§ **Saved entries**:

----

PR #5941, opened 2024-11-06
feat(logging): support logger instances

justinmk3:
## Problem
`getLogger('foo')` returns a global singleton, so the "current topic" only is stored until the next `getLogger` call.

----

§ **Task instructions**:
Provide a verbatim copy of all the entries.

§ **Written solution**:
PR #5941, opened 2024-11-06
feat(logging): support logger instances

justinmk3:
## Problem
`getLogger('foo')` returns a global singleton, so the "current topic" only is stored until the next `getLogger` call.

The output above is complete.